▶ **Dataset extract**
◇ ◇ ◇ ◇ ◇ ◇ ◇
PR #129, opened 2017-10-28
<howto-slider>

sendilkumarn:

PR #131, opened 2017-11-21
<howto-slider> pt. 2

robdodson:
@sendilkumarn this PR addresses some changes from #129 

Because I wasn't able to push to that PR I had to create a new one.

The main changes I made were to turn ARIA into an implementation detail. So the element exposes `value, min, max` attributes and properties, and those reflect to ARIA but only as a side effect. Anyone consuming the component should never need to work with ARIA directly (the same way you don't have to work with ARIA when you're using `<input type="range>`).

I also tried to refactor the code so most things are driven off of setting the value property. So setting the `value` property triggers the `attributeChangedCallback` which in turn moves the `thumb`.

Also note that changing the `min` or `max` attributes/properties will set the value equal to itself again. This is useful if you have `value=50` and you change `min` from 0 to 50. The `thumb` will update and appear at the beginning of the track instead of in the middle.

I think this could use some more work but I think we're getting to a good place :)

### DIFF
--- a/elements/howto-slider/README.md
+++ b/elements/howto-slider/README.md
@@ -1,0 +1,36 @@
+## Summary {: #summary }
+
+A `<howto-slider>` represents a slider in a form. The slider allows user
+to select a value from a range of value.
+
+The element attempts to self apply the attributes `role="slider"` and
+`tabindex="0"` when it is first created. The `role` attribute helps assistive
+technology like a screen reader tell the user what kind of control this is.
+The `tabindex` attribute opts the element into the tab order, making it keyboard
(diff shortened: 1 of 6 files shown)


robdodson:
Oh also I removed the label from the shadow dom because `<input type="range">` doesn't have a built-in label. I realize they use one in the ARIA Authoring Practices example but I wanted to try to simplify the code as much as possible.

sendilkumarn:
@robdodson 👍 anything else has to be done over here

robdodson:
I think it's nearly done, sorry for the delay, the holidays got in the way. I'm back in the office this week and hopefully can wrap it up.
◇ ◇ ◇ ◇ ◇ ◇ ◇
▶ **Assignment**
Please show every line of the entries above that contains the word "role".

▶ **Answer space**
+The element attempts to self apply the attributes `role="slider"` and
+`tabindex="0"` when it is first created. The `role` attribute helps assistive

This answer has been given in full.